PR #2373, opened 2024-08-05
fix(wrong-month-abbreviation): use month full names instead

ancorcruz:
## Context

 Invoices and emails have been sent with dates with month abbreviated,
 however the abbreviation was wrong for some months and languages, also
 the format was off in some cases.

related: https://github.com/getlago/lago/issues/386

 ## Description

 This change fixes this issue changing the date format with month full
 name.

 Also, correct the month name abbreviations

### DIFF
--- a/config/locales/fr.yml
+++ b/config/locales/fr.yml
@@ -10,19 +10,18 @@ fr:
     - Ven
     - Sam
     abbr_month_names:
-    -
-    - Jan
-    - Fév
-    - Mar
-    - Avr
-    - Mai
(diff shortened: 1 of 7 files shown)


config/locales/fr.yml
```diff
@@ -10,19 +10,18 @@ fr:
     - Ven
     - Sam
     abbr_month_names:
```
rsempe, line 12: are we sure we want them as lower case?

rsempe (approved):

(DESCRIPTION OF THE TASK)
From the entries, count the lines that hold the string "rsempe". Nothing but the number is needed.

(WRITTEN RESPONSE)
2